By @DavidLarter on Congress cutting design $ for cruiser replacement. Tough, but I'm sympathetic to Congress's frustration, especially because Navy should have been able to make a compelling case for new ships by now. And I'm sympathetic to Navy, but... https://www.defensenews.com/naval/2020/12/23/congress-guts-funding-for-cruiser-replacements/#.X-O4SEQcVEU.twitter
2. Calling the cruiser replacement a "Large Surface Combatant" instead of a cruiser, is confusing. If I can't tell you how LSC is different than a cruiser no one in Congress can, which suggests (correctly, I think) the Navy's conceptualization is still too fuzzy - after 20 years!
3. It was pretty clear in 2017 there was no $, political appetite, yard capacity, or compelling articulated strategy to justify or build more than a ~300 ship fleet and nothing in the last 3-4 years has substantially changed that, yet we keep seeing 350, 400, now 500 ship plans!
4. Between LCS (not to be confused with the subject LSC - showing again how bad this new-cruiser branding is) FORD cost/delays, the FITZ & MCCAIN collisions, and years of unachievable shipbuilding plans, the Navy doesn't have a lot of congressional benefit of the doubt left.
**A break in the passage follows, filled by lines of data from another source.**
PR #378, opened 2020-07-31
[Feature] TextInput improvements

ketsappi:
## Description

- `hintText` prop for the TextInput
- Able to give `type` to TextInput: ```'text' | 'email' | 'number' | 'password' | 'tel' | 'url'```
- More tests added.

## Motivation and Context

These changes were made because those were wanted by the designs and users of the library. 

Now user is able to give some different **type** than the previous `text` if it is needed. Not every type is supported as it makes no sense to give e.g _checkbox_ or _button_ as types because we have separate component for those.

Tests were added to increase test coverage and to hopefully help in future to catch some possible bugs.

## Screenshots
image

## Release notes

Feature
- TextInput now has `hintText` and `type` props.

### DIFF
--- a/src/components/Form/TextInput.tsx
+++ b/src/components/Form/TextInput.tsx
@@ -29,6 +29,8 @@ export interface TextInputLabelProps extends HtmlLabelProps {}
 
 type Label = 'hidden' | 'visible';
 
+type InputType = 'text' | 'email' | 'number' | 'password' | 'tel' | 'url';
+
 export interface TextInputProps extends Omit<HtmlInputProps, 'type'> {
   /** Custom classname for the input to extend or customize */
   className?: string;
@@ -61,6 +63,10 @@ export interface TextInputProps extends Omit<HtmlInputProps, 'type'> {
   hintText?: string;
   /** Status text to be shown below the component and hint text. Use e.g. for validation error */
   statusText?: string;
+  /** 'text' | 'email' | 'number' | 'password' | 'tel' | 'url'
+   * @default text
+   */
+  type?: InputType;
 }
 
 class BaseTextInput extends Component<TextInputProps> {
@@ -78,6 +84,7 @@ class BaseTextInput extends Component<TextInputProps> {
       hintText,
       visualPlaceholder,
       id: propId,
+      type = 'text',
       ...passProps
     } = this.props;
 
@@ -111,7 +118,7 @@ class BaseTextInput extends Component<TextInputProps> {
               id={propId}
               {...passProps}
               className={classnames(inputBaseClassName, inputClassName)}
-              type="text"
+              type={type}
               aria-describedby={[
                 generatedStatusTextId,
                 generatedHintTextId,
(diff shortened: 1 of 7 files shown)


src/components/Form/TextInput.tsx
```diff
@@ -92,20 +103,31 @@ class BaseTextInput extends Component<TextInputProps> {
...
               id={propId}
               {...passProps}
               className={classnames(inputBaseClassName, inputClassName)}
-              type="text"
-              aria-describedby={generatedId}
+              type={type}
+              aria-describedby={[
+                generatedStatusTextId,
+                generatedHintTextId,
+              ].join(' ')}
```
aappoalander, line 121: I'd keep this logic outside of the template. The classnames util might actually work for this as well, but wouldn't still use it for this use case.

ketsappi: Logic is now moved from the template.
_Also fixes that non existing ids are given to aria._

src/core/Form/TextInput/TextInput.md
```diff
@@ -60,3 +65,20 @@ const status = errorState ? 'error' : 'default';
...
 ```
+
+```js
+import { TextInput } from 'suomifi-ui-components';
+
+<>
+  <TextInput
+    labelText="TextInput with numbers"
+    type="number"
+    value={123}
```
LJKaski, line 76: I'd use defaultValue for these to allow playing around with the examples. With a set value editing is not possible.

ketsappi: Example is now using `defaultValue` instead of the previous `value`

src/core/Form/SearchInput/__snapshots__/SearchInput.test.tsx.snap
```diff
@@ -276,7 +295,7 @@ exports[`calling render with the same component on the same container does not r
       class="c4 fi-search-input_input-container fi-text-input_container"
     >
       <input
-        aria-describedby="test-id-statusText"
+        aria-describedby=""
```
aappoalander, line 298: is this due to test setup or something that occurs with real use cases? Could empty aria-describedby have undesired side-effects?

ketsappi: Good find.

If I read correctly, previously the generated id for `statusText` was always added to `aria-describedby` even if the were no `statusText` given. Now, after changes the generated id's (_statusText and the new hintText_) are only added when they are given.

Empty `aria-describedby` might cause small pause when screenreader reads it according to this discussion:
https://developer.paciellogroup.com/blog/2018/09/describing-aria-describedby/#div-comment-4779

LJKaski: I came across that discussion earlier too. How I understood it was that the delay was caused by the element referred to by the `aria-describedby` being empty. Still always better to have a clean solution :+1:

aappoalander: Seems to be clean now, no attribute at all if no related descriptions are given.

PR #386, opened 2020-08-25
[Feature] Add name prop to form component APIs

LJKaski:
## Description
This PR adds name property to form components that didn't previously have them.
ToggleInput is not really a form component, but is a checkbox under the hood, so name prop was added for that as well.

Also added documentation for the children prop in TextInput.

## Motivation and Context
Form elements should support different ways of using them, and those ways should be documented. With the addition of documentation for the name prop the support for a classic way of building a form is effectively conveyed.

## How Has This Been Tested?
Running locally & automated tests.

## Release notes
Added name property to form component APIs.

### DIFF
--- a/src/core/Form/TextInput/TextInput.test.tsx
+++ b/src/core/Form/TextInput/TextInput.test.tsx
@@ -99,8 +99,7 @@ describe('props', () => {
       const namedInput = getByTestId('input-name') as HTMLInputElement;
 
       it('has the given name attribute', () => {
-        fireEvent.change(namedInput, { target: { name: 'newName' } });
-        expect(namedInput.name).toBe('newName');
+        expect(namedInput.name).toBe('test-name');
       });
     });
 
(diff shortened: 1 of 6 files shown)


aappoalander:
I'd like to see some tests for these props to ensure they are passed on to the actual inputs.

LJKaski:
> I'd like to see some tests for these props to ensure they are passed on to the actual inputs.

Good point. Checked that on code level and tested manually but could also add automated tests.

src/core/Form/TextInput/TextInput.test.tsx
```diff
@@ -87,6 +87,23 @@ describe('props', () => {
...
+          labelText="Test input"
+          name="test-name"
+          data-testid="input-name"
+        />
+      );
+      const { getByTestId } = render(textInput);
+      const namedInput = getByTestId('input-name') as HTMLInputElement;
+
+      it('has the given name attribute', () => {
+        fireEvent.change(namedInput, { target: { name: 'newName' } });
```
aappoalander, line 102: Why test for name change? Should at least have an expect for the originally given name prop.

aappoalander (approved):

5. The new Advantage at Sea strategy has some good stuff but also makes big assumptions, exceeds Navy's Title 10 brief in places, and was released *weeks* before the Biden administration comes in and maybe has different ideas, and so doesn't allay #4 much. https://news.usni.org/2020/12/17/u-s-maritime-strategy-advantage-at-sea
6. I think Navy should develop a compelling strategy showing what it can and can't do with what it will probably have, a 300-ship fleet, but also lots of good, innovative new weapons, capabilities and concepts! Realism isn't defeatist bc fantasy doesn't make effective deterrence.